_EXERCISE DIRECTIONS_.
Once the line containing "feat(INTORG-908): support purple" is found in the entries below, reproduce it and every line after it, stopping at and including the line containing "cms/scripts/sync-mdx/mdxTransformer.ts"; reproduce nothing else, and keep each line exact.

(Saved data entries)
========================================================================

PR #458, opened 2026-08-03
feat(INTORG-908): support purple CTA strip component - INTORG-908

JonathanMatthey:
## Summary
- Enabled CTA strip rendering for Hackathon pages.
- Removed remaining CTA strip color support from grant sync/content.
- Updated previews/tests for purple-only, primary CTA-only strips.

## Related Issue
Fixes INTORG-908

## Manual Test
Not needed; covered by build and tests.

## Checks

- [x] `pnpm run format`
- [x] `pnpm run lint`

## PR Checklist

- [x] Linked issue included
- [x] Scope is focused


JonathanMatthey:
image

image

cms/scripts/sync-mdx/mdxTransformer.ts
Infi-Knight, line 956: `blocks.cta-strip` is missing from `HACKATHON_PAGE_ALLOWED_COMPONENTS `, this will fail on sync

========================================================================

_RESPONSE TO THE EXERCISE_.
feat(INTORG-908): support purple CTA strip component - INTORG-908

JonathanMatthey:
## Summary
- Enabled CTA strip rendering for Hackathon pages.
- Removed remaining CTA strip color support from grant sync/content.
- Updated previews/tests for purple-only, primary CTA-only strips.

## Related Issue
Fixes INTORG-908

## Manual Test
Not needed; covered by build and tests.

## Checks

- [x] `pnpm run format`
- [x] `pnpm run lint`

## PR Checklist

- [x] Linked issue included
- [x] Scope is focused


JonathanMatthey:
image

image

cms/scripts/sync-mdx/mdxTransformer.ts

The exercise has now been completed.